• _DATA PROVIDED_:
PR #480, opened 2025-07-07
471 add winder auto stop or pull after n meters of filament

### LINKED ISSUE #471: Add Winder Auto Stop or Pull after N meters of filament
- Add a checkbox enabling or disabling it
- Two buttons to choose between Standby or Pull after N Meters
- Edit the Meters of Filament
- Backend needs to keep track of the meters of filament pulled

calculation for meters of filament?: 
7.9 cm diameter for the rolls
perimeter * RPM

kraemr:
fix #471


kraemr:
Not sure how to name the variables here

PR #504, opened 2025-07-17
Winder 1 docs v2

### LINKED ISSUE #64: Handbook for Winder V2

kraemr:
fix #64


kraemr:
The Markdown rendering is completely broken. When you use the ManualPage of the Winder it doesnt render any images or <br> and similiar things. The Markdown file itself is perfectly fine and renders as expected when rendered in VScode, Browser or Github

kraemr:
So i just looked a little deeper into the markdown file. It uses some non-standard stuff like `<br>` and `` which is technically html but works fine in other renderers. Also the images that are already supplied with a markdown link  dont load, perhaps due to it being a relative path? Check if an absoulute Path fixes it.

TheBest6337:
grafik

So there's one annoying issue left, where the table formatting is completely weird. On some, the sizing is off for no apparent reason, and for others, the columns are misaligned. I'm currently not sure how to fix it as I don't know the cause yet, but it's fixable if the tables would be combined.

grafik

PR #505, opened 2025-07-17
Build front-end in CI

Oshgnacknak:
Currently, electron-forge seems to mute a lot of the error messages.
This is why first compiling with tsc might help


kraemr:
@Oshgnacknak Fix the compile errors please, then you can merge. Probably because of rebase

Issue #62, opened 2025-04-11
Persist Config Values


1cedsoda:
We need a way to persists config and other values in the front-end.

Requirements:

- [ ] Presets are versioned and use migrations
  - [ ] Presets are persisted for each version (to not break preset in case of a version rollback)
- [x] Presets are persisted in the locally
- [ ] Presets can be imported/exported to USB drive
  - [ ] A `undefined` config value while importing gets overridden with the default value
- [ ] Each Machine is has "presets"
  - [x] A preset that matches the current state is marked as "active"
  - [x] Many inactive Preset
  - [x] Presets can be saved with a name, overridden, deleted
  - [x] `null` is an explicitly empty value
  - [x] Before applying a preset, User must see which values are modified
    - [x] including values that are reset to their default
  - [x] The user must be aware what the defaults are
    - [x] A "Default" Preset is rendered as a read only option in the list
  - [x] The "Latest" preset is a read only preset that gets overridden after each user input
  - [ ] Laser 1
  - [x] Mock 1
  - [x] Extruder 2
  - [x] Winder 2

Oshgnacknak:
The remaining tasks have been moved to their own issues.
Closed with #514

PR #514, opened 2025-07-21
Persist machine configuration in presets

Oshgnacknak:
#62

As discussed, the following features are not implemented yet but will become their own issue:

- Checking the schema version of a preset and possibly running migrations of needed.
- Being able to export presets into an USB stick.
- Implementing presets for the Laser.


.github/workflows/electron.yml
kraemr, line 1: Open a different Issue for this

electron/package.json
kraemr, line 1: Open a different Issue for this

electron/src/machines/mock/mock1/Mock1Graph.tsx
kraemr, line 1: Why did you rename sineWave to sineWaveSum here ?

tmux-dev.sh
kraemr, line 1: This does not belong in here, remove it

electron/src/components/preset/PresetPreviewTable.tsx
```diff
@@ -0,0 +1,58 @@
+import React, { Fragment } from "react";
+import { PresetData, PresetSchema } from "@/lib/preset/preset";
+import { renderUnitSymbol, renderUnitSyntax, Unit } from "@/control/units";
+
+export const previewSeparator = undefined;
```
kraemr, line 5: Why do you have a const value that is always undefined? Just use undefined

electron/src/components/preset/PresetPreviewTable.tsx
```diff
@@ -0,0 +1,58 @@
...
+};
+
+export function PresetPreviewTable<T extends PresetSchema>({
+  data,
+  entries,
+}: PresetPreviewTableProps<T>) {
+  return (
+    <div className="grid grid-cols-[60%_10%_30%]">
+      {entries.map((entry, i) => {
+        if (entry === previewSeparator) {
```
kraemr, line 32: just do === undefined here

electron/src/lib/preset/preset.ts
```diff
@@ -0,0 +1,20 @@
+import { machineIdentificaiton } from "@/machines/types";
+import { z } from "zod";
+
+export type PresetSchema = z.ZodTypeAny;
+
+export const presetSchema = <S extends PresetSchema>(dataSchema: S) =>
+  z.object({
+    id: z.number().int().nonnegative().optional(),
```
kraemr, line 8: Why can a preset id be optional (undefined)?

electron/src/lib/preset/presetStore.ts
kraemr, line 1: 'PersistedState' is defined but never used. Will this be used later on?

electron/src/lib/preset/usePresets.ts
kraemr, line 1: Remove the TODO Comments and write what you want to do in a ticket instead

electron/src/components/preset/PresetPreviewTable.tsx
Oshgnacknak: Because we might have to change this later, then we don't need to do this in multiple places - or at least, the compiler tells us where.

Currently undefined has all the information we need. It is possible that this might change in the future. Any unique value (string, symbols, `null`, `undefined`) works. `undefined` is just the most light weight.

Also on the other side, if you read `undefined` in the list. Would you be able to guess what effect this has? Using a name here makes it obvious what the desired behavior should be.

electron/src/components/preset/PresetPreviewTable.tsx
Oshgnacknak: See my comment on the above code

electron/src/lib/preset/preset.ts
Oshgnacknak: Because Presets that don't come directly from the Preset Store (imported by the user, or just an dummy value to give to pass around in the ui) might not have an id. The id only makes sense if a preset is directly handled the store.

If we force an id everywhere, sometimes it will have an incorrect dummy value, which I consider more confusing that declaring the field as optional.

Its true that one could also create a type Representing only the parts of a preset the user is directly interested in (name, date, data), that is used instead. Any opinion on this?

electron/src/lib/preset/presetStore.ts
Oshgnacknak: Here its up to you, do you want me to immediately declare the type of a schema, or only once we need it.

For now, I just made them used, which enhanced type safety.

electron/src/lib/preset/preset.ts
kraemr: Alright then that makes sense.We will keep it that way for now

PR #911, opened 2025-11-19
909 implement ecmy error messages

### LINKED ISSUE #909: Implement ECMA error messages
In Ethercat Couplers there is a specific register, that contains an error message in ECMA format (binary). We should implement a parser for this and print the "pretty" messages, so we always know why a coupler for example didn't enter OP or PRE-OP.

kraemr:
fix #909


Snacj:
MAX_PDU_DATA and PDI_LEN differ between *ethercat-eeprom-dump/src/main.rs* and *server/src/ethercat/config.rs* (512/1024).
Is this desired?

PR #915, opened 2025-11-22
Implement Wago Power Supply Machine

Oshgnacknak:
In addition to implementing the front-end and back-end logic, this machine is not initialized in our default way. Their is no need need to implement `MachineNewTrait` as the information provided by `MachineNewParams` only gets used by EtherCAT Machines in the first place. `MachineNewTrait` was dropped from the `Machine` trait.

Instead of using the machine registry - which only stores closures anyway - we just create a Machine without a namespace that only knows how to talk to the hardware it controls and to the shared state via channels. Hence, a new struct `MachineChannel` with a default impl for `Machine` for anything that has a machine channel (impls `MachineWithChannel`) takes care of our usual communication, reducing boilerplate code by a lot. Implementing a `MachineWithChannel` (with no hardware being controlled) takes only around 50 lines of code to send something to the front-end. A big improvement compared to our 4 files in the past.


MilanVDB:
I want to make a Video about this Week 1 January, please finish up the review.

Oshgnacknak:
If my refactoring ethercat connections, that currently goes alongside is undesired/needs more work, please tell me sooner rather then later. For now, I can still split my commits into separate pulls and here, solely focus on getting modbus tcp to work

MilanVDB:
yes, please splitcommits into separate pulls and here, solely focus on getting modbus tcp to work. 

For your refactoring of EtherCAT connections, open a new issue and go ahead

Oshgnacknak:
The non-breaking changes have been distilled out. Now only the new machine gets added.

control-core/src/modbus/tcp.rs
```diff
@@ -0,0 +1,274 @@
...
+            self.read_u16().await?,
+            count as u16,
+            "Modbus device wrote wrong number of registers!"
+        );
+
+        Ok(())
+    }
+
+    pub async fn get_string<const N: usize>(&mut self, addr: u16) -> Result<String> {
+        assert!(N % 2 == 0, "Strings are always of even length!");
```
Snacj, line 193: If an assert! is not fulfilled it will panic. If the panic is not explicitly handled it will crash the program. Is this wanted?

electron/src/control/units.tsx
```diff
@@ -28,10 +28,9 @@ export function getUnitIcon(unit: Unit): IconName {
     case "Hz":
       return "lu:AudioWaveform";
     case "W":
-      return "lu:Zap";
```
Snacj, line 31: Why remove icons for Watt and Volt?

Snacj (dismissed):
See attached comments, otherwise - looks good to me.

electron/src/control/units.tsx
Oshgnacknak: Fall-through casees. 

```
case 1:
  x
case 2:
  x
```
and
```
case 1:
case 2:
  x
```
are semantically equivalent.

control-core/src/modbus/tcp.rs
Oshgnacknak: Yes, because the length is known at compile time by the device documentation. Also there is no way, to read an odd number of because modbus can only respond with 16 bit registers (2 bytes). I wanted to do a static assert, but that need yet another crate. Static asserts are not built in (buh rust!).

As for the other panics, want be to convert them into `Err` values?

PR #925, opened 2025-11-30
891 switch to setup page when selected machine disconnected

EinsPommes:
This fix includes both backend and frontend changes:
- Backend: The serial device detection loop now properly detects disconnections 
  by always checking the device list, even when empty
- Frontend: The UI monitors the machines list and automatically navigates to 
  setup when the active machine disappears

### DIFF
--- a/electron/src/components/SidebarLayout.tsx
+++ b/electron/src/components/SidebarLayout.tsx
@@ -1,7 +1,12 @@
 import { OutsideCorner } from "@/components/OutsideCorner";
 import { useMachines } from "@/client/useMachines";
 import { useOnSubpath } from "@/lib/useOnSubpath";
-import { Link, Outlet, useRouter, useRouterState } from "@tanstack/react-router";
+import {
+  Link,
+  Outlet,
+  useRouter,
+  useRouterState,
+} from "@tanstack/react-router";
 import { Fragment, useEffect } from "react";
 import React from "react";
 import { Icon, IconName } from "./Icon";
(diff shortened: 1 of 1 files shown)


electron/src/machines/laser/laser1/Laser1Graph.tsx
```diff
@@ -19,6 +19,30 @@ export function Laser1GraphsPage() {
...
+      return { value: val.value * 100, timestamp: val.timestamp };
+    };
+    
+    const transformSeries = (series: any) => {
+      if (!series || !series.values) return series;
+      return {
+        ...series,
+        values: series.values.map(transformValue),
+      };
+    };
```
kraemr: Please do not use any here, specify a proper type.

electron/src/components/SidebarLayout.tsx
```diff
@@ -57,7 +58,33 @@ export function useSidebarlessWidth() {
...
+  useEffect(() => {
+    // Wait for machines data to be loaded
+    if (!machinesEvent?.data) return;
+
+    // Extract serial from current path (e.g., /machines/laser1/12345/control)
+    const pathMatch = routerState.location.pathname.match(/\/machines\/[^/]+\/(\d+)/);
+    if (!pathMatch) return; // Not on a machine page
+
+    const serialNumber = parseInt(pathMatch[1], 10);
+
```
kraemr: What if parseInt fails here ? Add error handling and maybe return early if parsing to int fails for whatever reason, also a little pedantic check the size of the pathMatch before accessing at index 1 here

kraemr (changes requested):
Resolve these two issues, then its pretty much mergeable. Btw we usually do one issue --> One pull request not two issues -> One Pull. For smaller tickets this is fine, but just keep it in mind.

electron/src/machines/laser/laser1/Laser1Graph.tsx
EinsPommes: I'll delete it, it wasn't intentional that it was pulled here.

kraemr:
@EinsPommes Fix the Ci failure

EinsPommes:
The errors have been fixed. Is there anything else that needs to be fixed? (Can I merge it?)

kraemr (approved):

PR #941, opened 2025-12-06
936-documentation for minimal example

JalleliAchraf:


MilanVDB:
@kraemr looks good, pls merge :)

PR #969, opened 2025-12-15
968 add mock machines to pr checks and fix mocks and dev build

TheBest6337:
This PR adds mock-machines to pr checks and fixes the mock-machines and dev build features.


Oshgnacknak:
(In a separate pull) we might want to split the rust builds. Format and mock should have their own task imo.

Issue #939, opened 2025-12-04
Harmonize naming of machines


Snacj:
There are some issues in general with naming of machines. We do have naming "conflicts" e.g. our winder is in directory winder1 but it is the WinderV2.
Same with the Extruder.

Please change the naming so that is aligned. /machines/src/winder2 has WinderV2 Struct. /machines/src/winder3 has WinderV3 Struct. etc.

PR #985, opened 2025-12-17
Harmonize machines naming

ldbach:
Issue: Harmonize naming of machines #939 is finished


machines/src/serial/init.rs
```diff
@@ -130,7 +130,7 @@ pub async fn handle_serial_device_hotplug(
                 }
 
                 let app_state_event = app_state.clone();
-                let main_namespace = &mut app_state_event
+                let main_namespace = &mut app_state_event2
                     .socketio_setup
                     .namespaces
                     .write()
```
kraemr, line 136: ???? Remove this change

Issue #916, opened 2025-11-23
When assigning the ethercat terminals no keyboard is showing up


TheBest6337:
When an input field is shown, there should always be an keyboard displayed for input.

MilanVDB:
pls review @Oshgnacknak

PR #1000, opened 2025-12-20
995 no keyboard shows up when creating a new preset

EinsPommes:
When creating a new preset, no keyboard or numpad was shown when focusing the preset name input field. This was especially problematic on touch devices.

This change fixes the same issue that was addressed in #916 (EtherCAT terminal assignment) by integrating the `TouchNumpad` into the `NewPresetDialog`. The implementation follows the same pattern used in `DeviceEepromDialog.tsx` to ensure consistent behavior.

The numpad now appears automatically when the input field is focused, and interacting with the numpad no longer causes the dialog to close unintentionally. Input handling now behaves identically to the EtherCAT assignment dialog.

### DIFF
--- a/ethercat-hal/src/devices/mod.rs
+++ b/ethercat-hal/src/devices/mod.rs
@@ -52,9 +52,9 @@ use el7031_0030::EL7031_0030_IDENTITY_A;
 use el7041_0052::EL7041_0052_IDENTITY_A;
 use ethercrab::{MainDevice, SubDeviceIdentity};
 use smol::lock::RwLock;
-use wago_modules::ip20_ec_di8_do8::{IP20_EC_DI8_DO8_IDENTITY, IP20EcDi8Do8};
 use std::{any::Any, fmt::Debug, sync::Arc};
 use wago_750_354::{WAGO_750_354_IDENTITY_A, Wago750_354};
+use wago_modules::ip20_ec_di8_do8::{IP20_EC_DI8_DO8_IDENTITY, IP20EcDi8Do8};
 
 #[derive(Debug, Clone, Copy)]
 pub struct Module {
--- a/ethercat-hal/src/devices/wago_modules/ip20_ec_di8_do8.rs
+++ b/ethercat-hal/src/devices/wago_modules/ip20_ec_di8_do8.rs
@@ -1,8 +1,8 @@
+use super::*;
 use crate::devices::{
     EthercatDevice, EthercatDeviceProcessing, EthercatDeviceUsed, NewEthercatDevice,
     SubDeviceIdentityTuple,
 };
-use super::*;
 use crate::{
     devices::{DynamicEthercatDevice, Module},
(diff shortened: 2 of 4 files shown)


Oshgnacknak:
Stop! This is the wrong approach! Its fine to show a numpad where only numbers are used, as a better alternative to the native on-screen keyboard. We need to really focus on fixing the on-screen keyboard here. This is a nixos issue, that cannot be solved via front-end code alone.

EinsPommes:
Okay, understood. I implemented the numpad specifically as a workaround for the on-screen keyboard issue. Would it be acceptable to keep this solution for now until the NixOS keyboard problem is properly addressed? @Oshgnacknak

Oshgnacknak:
No, we should focus our resources on getting the on-screen keyboard. Feel free to experiment with that instead

EinsPommes:
Okay, I can try again. I’ve already experimented with this multiple times, but without success so far.
Do we know for sure that this is a NixOS-specific issue?
And just to confirm: we’re using the GNOME on-screen keyboard, correct? @Oshgnacknak

Oshgnacknak:
I also did some research again yesterday and I could not even find a consistent way to spawn the keyboard from the command line. The suggested solution is to ask the user to gesture the keyboard by swiping to monitor from the bottom to the top. 

It was then, when I stumbled into https://github.com/DigiThinkIT/electron-virtual-keyboard, which might be a valid alternative. We could use our own on-screen keyboard, that is only used by our electron app. Its not a beautiful solution, but should do the job, better then now. 

The numpad is not a permanent solution here because presets should be named something like "Black 1,75mm PETG". I leave the judgment up to you we can:
- Use the numpad now and move this issue back into backlog. Here, please refactor the code a copilot already suggested into a `useNumpad` hook and maybe a entire on-screen numpad component.
- Instead of the numpad, show the virtual keyboard, again, please create a reusable component.  
- Go further into trying to fix this with nixos.

EinsPommes:
## Proposal: In-App Virtual Keyboard

I suggest we implement an in-app virtual keyboard as the primary fix.

On NixOS, there is currently no reliable or reproducible way to programmatically trigger the system on-screen keyboard. CLI-based approaches are inconsistent, and the “swipe up” gesture is not a viable solution.

The numpad can remain as a component for numeric-only inputs, but it is not sufficient for naming presets (e.g. “Black 1,75mm PETG”).

### Proposed Plan

- Add a reusable `VirtualKeyboard` component (and `useVirtualKeyboard` hook) that attaches to focused text inputs inside the Electron app.
- Refactor the existing numpad into `useNumpad` + `<Numpad />`, limited to numeric fields only.
- Move the NixOS on-screen keyboard investigation into a separate backlog task (Wayland/X11 + desktop environment + minimal reproduction), so we are not blocked by OS-level behavior.
- I would open a separate issue for implementing the in-app virtual keyboard to keep this scoped and trackable.

PR #1017, opened 2025-12-29
Fix nixos electron build

Oshgnacknak:
To fix the build, the docs there was made available during the election.nix build.

Also, the vite and electron-forge configs have been simplified.


TheBest6337 (changes requested):
Image

The install process is still not working

PR #1039, opened 2026-01-09
Fix modbus discovery

Oshgnacknak:
Seems like we both (me an @kraemr) missed it: I had it not search all addresses because this was to slow until I fixed the timeout. This change now checks all addresses of each interface - does not skip 200.


Snacj (approved):
Looks good to me.

PR #1048, opened 2026-01-14
Upgrade to zod v4

Oshgnacknak:
To make this work, I lot if typescript types had to be fixed.
In general, they became a little simpler, so the update is worth it.
Also removes zod-adapter and upgrades zod-validation-error to work with zod v4.

subserves #1026


electron/src/control/EditValue.tsx
```diff
@@ -36,7 +36,6 @@ type Props = {
   maxSlider?: number; // Override the slider max value
   maxLabel?: string;
   step?: number;
-  valueSchema?: z.ZodType<number>;
```
Oshgnacknak, line 39: This option was never used btw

• _HOW TO COMPLETE THIS TASK_:
In the listing above, find the line with "- [ ] Presets are persisted" and the line with "the default value"; output exactly those lines and all lines between them.

• _REPLY_:
  - [ ] Presets are persisted for each version (to not break preset in case of a version rollback)
- [x] Presets are persisted in the locally
- [ ] Presets can be imported/exported to USB drive
  - [ ] A `undefined` config value while importing gets overridden with the default value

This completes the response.